Over the last several years I have concentrated on VHF. Experimentation with VHF antennas had me retiring the HF beam and quad to the garage for storage. This made it a lot easier to crank my homemade, tiltover, drill stem, tower down to mount various VHF antenna designs. It also gave me a large inventory of telescoping aluminum tubing and fiberglass spreaders. Making sure I had the parts set aside for at least one triband beam, I used some of the other materials in this project.

Before starting this project I was using an 80/40 meter, inverted vee, trap dipole as an all band antenna, and a 40 meter broadband dipole flat topped at 35 feet for 40. Those antennas are still up and in use, but most of my serious 40 meter operating is now done on a pair of full sized, phased, quarter wave verticals spaced 35 feet apart.

Implementing the first vertical was a simple matter of shunt feeding my grounded tower. I used the Gamma match. A ten foot section of one inch diameter tubing was spaced ten inches from the fixed section of the tower. Braid from a length of RG8 was used to ensure a good electrical connection between the fixed and tiltable portions of the tower. An old ARC-5 variable capacitor (approximately 275pfd) was used to cancel the reactive portion of the Gamma stub.

Your probably wondering where the 40 meter beam comes in. I guess I could squeeze out of this by implying that two phased verticals do qualify as a two element beam. Don’t laugh. VK9NS uses four quarter wave phased verticals on 40 for about 7 db gain and does a pretty good job of working into the states. I won’t disappoint you though. My design for the additional full sized quarter wave vertical could easily be used to build a real full sized two element Yagi should you desire to do so.

A slightly heavier construction is used for the vertical application and will be covered first. By ‘heavier’ I’m referring to weight, not necessarily increased structural strength. A base heavy vertical lowers it’s center of gravity giving it stability. Using this design I was able to securely mount my 31 foot vertical by securing the base and providing a sturdy mounting bracket only three feet up from the base.

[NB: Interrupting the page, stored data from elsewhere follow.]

Issue #1500, opened 2018-04-16
Local Single Block Elim is not eliminating stores


greg-lunarg:
In local-single-block-elim, the propagation and elimination of the loads are happening, but the elimination of the stores and the variables are not.

These stores are preventing propagation of some values that could be propagated, resulting in a possible loss of optimization and legalization.

This is also a bit of a waste because this is leaving variables and stores to be re-analyzed by following passes, specifically local-single-store-elim and local-multi-store-elim.

For example, I have a real-live shader where a variable is stored-loaded-store-loaded-stored in the same block and then loaded in a subsequent block.  Since the stores are not eliminated, it prevents single-store-elim from  propagating a value that could have been propagated if the stores had been eliminated. This could make a difference for optimization and legalization.

In addition, the analysis by single-store-elim is wasted and has to be repeated by multi-store-elim, which ultimately propagates the value, but possibly too late.

ADCE does not remove these stores because it does not do Write-after-Write elimination.

It feels like a little additional work in this pass could cost-effectively eliminate these stores and enhance subsequent analysis.

dneto0:
I haven't looked at SSA-rewriter in detail, but doesn't its back-to-front conversion to SSA registers cause the first two stores to look dead?  I guess a concrete example would help think this one through.

greg-lunarg:
Yes, SSA rewrite will eventually propagate the value in this example, remove the final load and enable these stores to be removed. But SSA rewrite is much farther down the recipe. If this propagation can be done earlier by single-store, it potentially can enable other optimizations.

Here is a quick C example:

int a,b,c;
int x,y;

main() {
   int i;
   i += a;
   i += b;
   if (c > 0)
     x = i;
   else
     y = i;
}

greg-lunarg:
And a similar shader:

```
layout(location=0) in float a;

layout(location=0) out float x;
layout(location=1) out float y;

main() {
   float f = 0.0;
   f += 0.1;
   f += 0.1;
   if (a > 0.0)
      x = f;
   else
      y = f;
}
```

s-perron:
I believe this is done.

PR #1514, opened 2018-04-19
LocalSingleBlockElim: Add store-store elimination

greg-lunarg:
Eliminate unused store to variable if followed by store to same
variable in same block.

Most significantly, this cleans up stores made unused by this pass.
These useless stores can inhibit subsequent optimizations, specifically
LocalSingleStoreElim. Eliminating them can make subsequent optimization
more effective.

This fixes issue #1500

### DIFF
--- a/test/opt/local_single_block_elim.cpp
+++ b/test/opt/local_single_block_elim.cpp
@@ -183,87 +183,176 @@ OpFunctionEnd
       predefs + before, predefs + after, true, true);
 }
 
-TEST_F(LocalSingleBlockLoadStoreElimTest,
-       NoStoreElimIfInterveningAccessChainLoad) {
+TEST_F(LocalSingleBlockLoadStoreElimTest, StoreStoreElim) {
   //
-  // Note that even though the Load to %v is eliminated, the Store to %v
-  // is not eliminated due to the following access chain reference.
+  // Note first store to v is eliminated
   //
-  // #version 140
+  // #version 450
   //
-  // in vec4 BaseColor;
-  // flat in int Idx;
+  // layout(location = 0) in vec4 BaseColor;
+  // layout(location = 0) out vec4 OutColor;
   //
   // void main()
   // {
   //     vec4 v = BaseColor;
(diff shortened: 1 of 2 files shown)


test/opt/local_single_block_elim.cpp
```diff
@@ -183,87 +183,176 @@ OpFunctionEnd
...
+  //
+  // layout(location = 0) in vec4 BaseColor;
+  // layout(location = 0) out vec4 OutColor;
+  //
+  // void main()
+  // {
+  //     vec4 v = BaseColor;
+  //     v = v * 0.5;
+  //     OutColor = v;
+  // }
```
dnovillo: If we convert to SSA and run DCE, this should eliminate the fist store to ```v``` does it not?

dnovillo: It does, actually.  Running ```spirv-opt --ssa-rewrite --eliminate-dead-code-aggressive``` on the test case results in:

```
       %main = OpFunction %void None %7
         %14 = OpLabel
         %15 = OpLoad %v4float %BaseColor
         %17 = OpVectorTimesScalar %v4float %15 %float_0_5
               OpStore %OutColor %17
               OpReturn
               OpFunctionEnd
```

greg-lunarg: Yes, SSARewrite functionally can replace SingleBlockElim and SingleStoreElim, but that is not the way the current recipes are written.

Several months ago this change was made to the recipes and I had to go back and demonstrate that running SingleBlock and SingleStore before SSARewrite reduced overall compile time. This is also the way that LLVM does it, at least the last time I looked.

So I would request that if you decide to try this again you look at overall compile time. Until that time I am requesting this very simple and inexpensive improvement to SingleBlock.

dnovillo: Oh, interesting.  If this reduces overall compile-time, then we shouldn't even consider getting rid of SBE and SSE.  I'll merge your change.  Thanks!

To provide the weight, I used a 44.5 inch section of 1-1/4 inch steel TV mast. This is driven into the end of a 70 inch long section of 1-3/8 inch aluminum tubing. The steel mast presses into the tubing a distance of 1.5 inches. A ten foot section of 1-1/4 inch, schedule 40 PVC pipe was cut to a length of 105 inches. There is nothing critical about the length of the PVC pipe as long as it is shorter than the steel mast/tubing assembly. Moreover, there is nothing critical about any of these dimensions. They are given in inches because that is the way I took them. The only ‘critical’ thing is to make sure your finished assembly is less than 32 feet long or you will have less leeway in tuning it to resonance. The pipe is used to electrically insulate the lower section of the vertical. I had originally planed to mount the vertical on top of the tower by clamping it’s base into the rotator coupling. That was before I decided to make it full sized and use it in phase with the tower. The extended section of PVC pipe allows additional beams to be mounted on the base of the vertical. The PVC also adds strength to the press fit between the first two sections.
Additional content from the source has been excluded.